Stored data
= Beginning of Section =
PR #243, opened 2022-06-24
added rated-temperature for led-display project

bhusang:
Added rated-temperature() to some components to enable erc checks to pass on the led-display project


electricfungi (approved):

electricfungi (changes requested):
I think the land pattern only parts need a min max temp range that won't fail for some design values. -40 to 125 is too tight

bhusang:
The temperature limits for standard FR4 are -50 to +135. I increased the tag-connect footprints to those new limits. This issue is interesting because if you used a different substrate, the limits would be different so we need some way to capture the substrate Tg.

electricfungi (approved):

Issue #12, opened 2017-08-14
Syntax Checking for Evolving Decomposition


amgrubb:
There are many invalid combinations of decomposition links. For example:
![screen shot 2017-08-14 at 4 48 05 pm](https://user-images.githubusercontent.com/6596937/29291092-6dfcefd0-8110-11e7-96f1-000976559b08.png)

Add syntax checking when you click analysis to show users errors.

Akira83:
Could you clarify this a little bit more? In this example, why is this combination invalid? What I could understand is that in the beginning the Goal_0 can be decomposed in Goal_1 and Goal_2. Then somewhere in next steps it will be only decomposed in Goal_1 without any relationship between Goal_2.

amgrubb:
Will do, this is of lower importance so it might take me a bit of time. I will assign myself so I will get back to it.

g2hchang:
Links with #87

g2hchang:
Pull request #115 merged.

PR #115, opened 2017-11-15
Corrected branch for syntax check Issue #12

g2hchang:
Completed issue #12, which allows user to check if their constraint links are validly assigned to its destination node. For example, if more than 2 nodes pointing to same destination node have different constraint values, then this means it's an invalid link combinations. This feature informs user whether their constraint links combination are valid/not valid.

 **1. User create links.**
screen shot 2017-11-14 at 7 58 13 pm
**2. Select Analysis button, then it triggers to check if links are valid and if not, it highlights all the sets of links that are invalidly combined. Also, it returns error messages and suggestions.**
screen shot 2017-11-14 at 7 52 12 pm

screen shot 2017-11-14 at 7 52 18 pm

**3. If there are more than two groups of links that are invalidly assigned then it will highlight these links as well.**
screen shot 2017-11-14 at 8 02 57 pm

screen shot 2017-11-14 at 8 03 02 pm

**4. If clicked on "Go back to Model View" button, it will return to Model view.**
screen shot 2017-11-14 at 7 52 18 pm

### DIFF
--- a/leaf-ui/css/style.css
+++ b/leaf-ui/css/style.css
@@ -20,7 +20,9 @@ body {
 .header {
    padding: 0px;
 }
-
+#swal2-content b{
+  color: red;
+}
 #name {
   position: absolute;
   top: 0px;
--- a/leaf-ui/index.html
+++ b/leaf-ui/index.html
@@ -135,7 +135,7 @@
 
         <!--SweetAlertJS is used for easy way to customize dialog or alert message
        -->
-        <script src="./plugins/sweetalert/sweetalert.min.js"></script>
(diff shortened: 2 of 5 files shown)


g2hchang:
I need to fix something, please don't merge yet.

g2hchang:
It's not ready to be merged.

amgrubb:
A correction, the contribution links (++,--, -, + etc.) can be merged with decomposition links (and/or). So this is actually valid.

screen shot 2017-11-18 at 4 35 00 pm

I know, it doesn't really make sense.

amgrubb:
Let me know when you have made this correction. :)

Issue #104, opened 2017-10-20
Send "Intermediate Values" to backend


amgrubb:
Dependent on #57 and #93.

Implement SAT-based analysis for intermediate value table.
Figure out how to store and send values to the backend.

Question: How does this work for single path and all paths.

amgrubb:
Created branch feature-userAssignments.

1. Add new class to backend ModelSpec

amgrubb:
@g2hchang I need you to add the values from the table into InputEvaluation.js

User branch feature-userAssignments

lines 9--24, I left you some TODO:

```	//TODO, complete this function.
	//var value =  //get the values from the "Intermediate Values Table"
	//if(values != null){
		//for each value entered into the "Intermediate Values Table" {
			var goal = null;  //TODO
			var absTime = null; //TOOD
			var evaluationValue = null; //TODO
			var evaluation = new InputEvaluation(
					goal,
					absTime,
					evaluationValue);

			evaluations.push(evaluation);
	//	};
	//}

oibrahim22:
We have not looked or changed anything in the backend this summer

leshghi:
SPRINT WEEK OCT 1 @leshghi @epartakki 

**MUST DO:**
- [ ] Create sample model with 4 analysis values to use as an example/test model for Intermediate Values table @epartakki 
- [x] Narrow down all files relevant for Intermediate Values table and implementation in frontend @leshghi 

**SHOULD DO:**
- [ ] Find most recent place in code timeline where Intermediate Values table was working on frontend @leshghi 
- [ ] Compile list of questions for Alicia @epartakki @leshghi 
- [x] Narrow down all files relevant for Intermediate Values table and implementation in backend @epartakki @leshghi 

**STRETCH GOALS:**
- [x] Look for Intermediate Values table bugs
- [ ] Put together plan for how to fix Intermediate values table on frontend

leshghi:
SPRINT WEEK OCTOBER 8 @leshghi @epartakki 
 
- [x] Create sample model with 4 analysis values to use as an example/test model for Intermediate Values table 
- [x] Look for Intermediate Values table bugs
- [x] Put together plan for how to fix Intermediate values table on frontend
- [x] Start working with code to debug frontend Intermediate Values table

leshghi:
SPRINT WEEK OCTOBER 15 @leshghi 

- [x] Fix NT no drop down menu issue

- [x] Reorder numbers at proper timepoints

[...]

PR #116, opened 2017-11-23
Feature user assignments

g2hchang:
This is related issue #104. I am able to generate all the InputEvaluation values.
For example, if the Intermediate Value Tables are as follow : 
screen shot 2017-11-22 at 10 20 01 pm

Then following InputEvaluation lists are generated.
screen shot 2017-11-22 at 10 20 13 pm

When the values are empty, then I am sending to backend as null value i.e.
screen shot 2017-11-22 at 10 23 13 pm
screen shot 2017-11-22 at 10 23 21 pm


amgrubb:
You write the best pull requests! I will look at this hopefully tomorrow or Saturday.

amgrubb:
@g2hchang There is still one issue with the fix.
It currently outputs the following. 
The `evaluationValue` should be 4 bits instead of the english value.
`"evaluationValue": "(FS, T)"` should be `"evaluationValue": "0011"`

```    
"userEvaluations": [
      {
        "goal": "0000",
        "absTime": 2,
        "evaluationValue": "(FS, T)"
      },
      {
        "goal": "0001",
        "absTime": 4,
        "evaluationValue": "(T, FD)"
      }
    ]

PR #119, opened 2017-12-06
UI Bugs

amgrubb:
Added version number and check for null.
Added check if values exist.


g2hchang:
Fixed the bug.
I had to check the case where the user eval table was undefined.
screen shot 2017-12-09 at 12 10 23 pm
screen shot 2017-12-09 at 12 10 04 pm

Issue #97, opened 2017-10-17
Initial satisfaction value in element inspector is cleared when Simulate Single Path is run with > 0 relative time points


fsam95:
Steps to reproduce: 
(1) Create the following model
![init-sat-value-error](https://user-images.githubusercontent.com/8459519/31683422-00db78f0-b34b-11e7-8b52-d7e46cf9afc5.png)

(2) Switch to the analysis tab and set the number of relative time points to 1
(3) Press the Simulate Single Path button
(4) Return to the modeling tab and inspect the state of the Task
**Expected**: initial satisfaction value should be the same (FS)
**Actual**: initial satisfaction value field has been cleared 

It also looks like there's other errors that arise from following this workflow: if the Task element is dragged, both the initial satisfaction value and the function type are set to None. 

Same problem resurfaces when the type of the relationship propagating from an element is changed.

amgrubb:
May have been fixed by #121 
Needs testing. 👍

PR #121, opened 2018-01-02
Bug97 fixed

g2hchang:
Proposed fix for bug 97. Previously, whenever SinglePath is executed, the Initial Satisfaction Values became empty and Function Type values would disappear when you click on a model.
I commented line 819 on release-one branch and it seems to fix it.
screen shot 2018-01-02 at 10 41 44 am


amgrubb:
This was for #97

Issue #59, opened 2017-09-15
Add Buttons to AllPaths popup.


amgrubb:
We need the following buttons:
Accept Current State and Save- takes the current state (and any previous) and adds it to the path generated. (Call single path with values up to the current state.)
Accept Current State and Generate All Next States - stores the current state and then generates the next state.
Close - reject current path and close window.

Akira83:
Button Close current path done.

Akira83:
Accept Current State and Save.
Questions:
In the original analysis (Single Path) I have the following result:
`{
  "elementList": [
    {
      "id": "0000",
      "status": [
        "0000",
        "1110",
        "1110",
        "1110",
        "1100",
        "1110"
      ]
    }
  ],
  "allSolution": [
    
  ],
  "finalAssignedEpoch": [
    "TA0_0",
    "TR1_12",
    "TR3_10",
    "TR2_11",
    "TR5_61",
    "TR4_91"
  ],
  "finalValueTimePoints": [
    "0",
    "10",
    "11",
    "12",
    "61",
    "91"
  ],
  "relativeTimePoints": 5
}`

Then I need to add the result from pop up which is something like this:
`"intentionElements": [
        {
          "id": "0",
          "status": [
            "1110"
          ]
        }
      ]`

My question is what should be the values for finalAssignedEpoch and finalValueTimePoints. I will need to add some values there or the length of each vector is going to be different from the elementsList.

amgrubb:
@Akira83 In the example above in your original simulation, you have only one intention and 5 relative steps, right?

In order to select the next state, we need to ask the user which of the remaining time points they want to apply.

We should meet in person to discuss this.

amgrubb:
- [ ] Create algorithm for resolving time points from All Paths analysis.
Figure out how to determine what the next time point is.
Can we give the user choices.
< Merged with #60 >

amgrubb:
Here is the summary of our meeting today. Let me know if you have any questions.

In the pop up window where the states are displayed, we should also show:
`Path Length`, `Current Step`, `Previous Time`, `Max Time`.

There are three types of time points:
1. Absolute
2. Relative
3. EB Time Points (from intentions and relationship...and may have an absolute value associated).

Once the user clicks `Accept Current State` a small pop up should appear to the user can assign a time point to the current state.

Show all non-assigned EBs in two groups: 1. Those the user can pick, 2. Future time points that cannot be assigned to the current state. 
[...]

PR #134, opened 2018-05-14
#59 Updating View Button

amgrubb:


amgrubb:
@nasirhemed Please review this code. I will merge it when you are done (if it is good).

PR #144, opened 2018-05-15
#142 Syntax check function

nasirhemed:
Change the warning message display for syntax check to give a clearer message 

current

Issue #86, opened 2017-09-29
Test framework integration


g2hchang:
Find suitable testing framework and integrate with current project.
Initial steps would be to include test suite and write some test cases for basic operations.

PR #148, opened 2018-05-17
Issue86testframework

xorye:
This is for #86. Test cases have been reviewed, and appear correct. One test case does not pass, revealing a bug, where adding a single ++ link added first, and then adding a single AND link added second, caused the syntax checker to indicate a syntax error, when there shouldn't be.

This bug has been fixed in the SyntaxFunctionCheck branch, which was for #144.


amgrubb:
@Null7 Please provide a review of this pull request. Do not merge the pull request, just submit a review.

xorye:
I cherry picked from the [SyntaxCheckFunction](https://github.com/amgrubb/BloomingLeaf/tree/SyntaxCheckFunction) branch so this branch has the most recent version of the syntaxCheck() in main.js. I have recently just updated testscript.js so that the test cases reflet the changes made to the syntax checking functions in main.js.

amgrubb:
@Null7 Code was updated, can you confirm your review again. Thanks!

Null7:
Code works fine, but since we are changing the syntax check function further so that it deals with the constraint error better. It is suggested to do the merge request later.

Null7:
Also we are adding cases to check for no relationship, test script needs to be updated.

amgrubb:
@Null7 Let me know when you are done.

Null7:
@amgrubb It's done. Total of 20 test cases tested and passed. Should be good for merging.

Issue #143, opened 2018-05-15
Tool is not responsive sometimes when loaded for the first time


nasirhemed:
Tool does not seem to work sometimes when it is loaded for the first time. The buttons and the nodes do not do anything when they are clicked.

![gif](https://user-images.githubusercontent.com/33851317/40066459-2325cf50-5832-11e8-91f6-e5b5dcedf070.gif)

xorye:
It is difficult to reproduce this error, making it difficult to work on a fix. I will keep my eyes open for the next time this bug happens.

nasirhemed:
Issue fixed

PR #150, opened 2018-05-28
Fix bug where graph fails to load from cookies issue #143

xorye:
… unresponsive

This is for issue #143.

The reason why the webpage was sometimes unresponsive for the first time was that there was an error when the webpage tried to load the graph from the cookies. 

JSON.parse(prevgraph) would throw an error if prevgraph did not contain a proper JSON object in a string format. The cause of the error was simply because a console.log statement called JSON.parse(prevgraph) before checking if prevgraph is a valid JSON in string format.

### DIFF
--- a/leaf-ui/scripts/main.js
+++ b/leaf-ui/scripts/main.js
@@ -142,8 +142,8 @@ if (document.cookie){
 
 	//Loop through the cookies to find the one representing the graph, if it exists
 	for (var i = 0; i < cookies.length; i++){
-		if (cookies[i].indexOf("graph=") >= 0){
-			prevgraph = cookies[i].substr(6);
+		if (cookies[i].indexOf("graph=") !== -1){ // If substring exists
+			prevgraph = cookies[i].substr(cookies[i].indexOf("graph=" + 6)); // Get the substring after graph=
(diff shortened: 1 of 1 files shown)


leaf-ui/scripts/main.js
```diff
@@ -147,10 +147,16 @@ if (document.cookie){
 			break;
 		}
 	}
-	console.log(graph.fromJSON(JSON.parse(prevgraph)));
+
 	if (prevgraph){
-		graph.fromJSON(JSON.parse(prevgraph));
+		try {
```
xorye: Using try/catch as a sanity check.

nasirhemed: Actually, I think it can be fixed in the if statement.
`
if (cookies[i].indexOf("graph=") >= 0){
			prevgraph = cookies[i].substr(6);
`
It is assuming the substring "graph=" is in the beginning of the string. But if it is not then the JSON string is not properly formatted. I propose this instead:

`
if (cookies[i].indexOf("graph=") != 0){
			prevgraph = cookies[i].substr(cookies[i].indexOf("graph=") + 6);
`

PR #153, opened 2018-06-08
Feature user tracking

carolineeeeeee:
To be able to access the database, you need to set up a user-managed webserver on colony and run the code on your server.

Follow the steps here:
1. ssh into colony
2. run **/cs/htdata/user-webserver/makesite**, (check here for reference: https://support.cs.toronto.edu/faq/user_managed_howto.html)
3. cd ~/site/conf, check for the port number in my.cnf
    For example:
     _**[client]
      port               =  40391
      socket           =  /u/boyue/site/conf/run/mysqld.sock**_
     Note: this port is the port number for mysql, the real port number to run the code would be this minus 1 (i.e. the example above should be port 40390)
4. copy leaf-ui into ~/site/www/
scp -r leaf-ui/* boyue@colony.cs.toronto.edu:/u/boyue/site/www/
5. in the browser: www.cs.toronto.edu: \<your port number\> (i.e. the example above should be www.cs.toronto.edu:40390)

Database can be accessed through:
run **mysql --host=$servername --user=$username --password=$password $dbname**
where
$servername = "127.0.0.1:40391";
$username = "root";
$password = "11111111";
$dbname = "my_db";

If you don't need access to the database, you can still run it the normal way in public_html.

### DIFF
--- a/leaf-ui/scripts/ajaxjs.php
+++ b/leaf-ui/scripts/ajaxjs.php
@@ -27,19 +27,20 @@ switch ($type) {
             echo 0;
         }
         break;
-    case "0":
-        $result = $conn->query($query);
-        $result = mysqli_query($conn, $query); //Insert Query
-        if (!$result){
+    case "0": // reading from the database
+        $result_1 = $conn->query($query);
+
+        if (!$result_1){
              echo("Error description: " . mysqli_error($conn));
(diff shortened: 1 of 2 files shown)


amgrubb:
This is the user tacking code.

PR #172, opened 2018-11-23
Fix168

itangdav:
The names of the possible selections for markedValue were different than the possible values for init-sat-value. I just copied and pasted the possible values for init-sat-value into the possible values for markedValue.


amgrubb:
This is good.

Issue #168, opened 2018-10-19
Increase / Decrease Function Issues with None value.


amgrubb:
When adding the Increase or Decrease function (also possibly MP/MN).
If you set it to increase and then leave it as None which is auto-populated, as below:
![screen shot 2018-10-19 at 5 12 48 pm](https://user-images.githubusercontent.com/6596937/47244158-7bdd0a80-d3c2-11e8-8d42-df6eef87775a.png)

then click off the element, and back own, there is no value, as below:
![screen shot 2018-10-19 at 5 13 02 pm](https://user-images.githubusercontent.com/6596937/47244169-84cddc00-d3c2-11e8-9bc1-b7e50a98366d.png)

So the None is not saved.

amgrubb:
This was started in #172, but not complete.

amgrubb:
Fixed in #173.

PR #173, opened 2018-11-27
Update ElementInspector.js

itangdav:
Although I have no idea why it happens, through trial and error, I identified that the markedValue table would not update after the render function is called (basically whenever we click back onto the "cell"). This is even worse as the render actually resets the properties of the cell and then re-updates the cell depending on the input data (which is doubly weird as everything else seems to re-update fine except for the markedValue table). (Note: It would not surprise me if someone else also fails to re-update). Again, I have no idea why, but when I remind the render function to update the markedValue table if the function is either I,D, MP or MN, it seems to fix the problem. But the good thing is that it now works (and I understand why my edit would impact the code and make it work but not why it didn't work in the first place).

### DIFF
--- a/leaf-ui/rappid-extensions/ElementInspector.js
+++ b/leaf-ui/rappid-extensions/ElementInspector.js
@@ -212,6 +212,10 @@ var ElementInspector = Backbone.View.extend({
         } else {
             this.updateHTML(null);
         }
+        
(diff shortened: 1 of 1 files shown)


itangdav:
Hi Alicia, this is the fix to bug 168.

amgrubb:
But #168.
= End of Section =
» **Exercise**: Return each line of the data that contains the string "made".

» **The completed task**:
Let me know when you have made this correction. :)
I cherry picked from the [SyntaxCheckFunction](https://github.com/amgrubb/BloomingLeaf/tree/SyntaxCheckFunction) branch so this branch has the most recent version of the syntaxCheck() in main.js. I have recently just updated testscript.js so that the test cases reflet the changes made to the syntax checking functions in main.js.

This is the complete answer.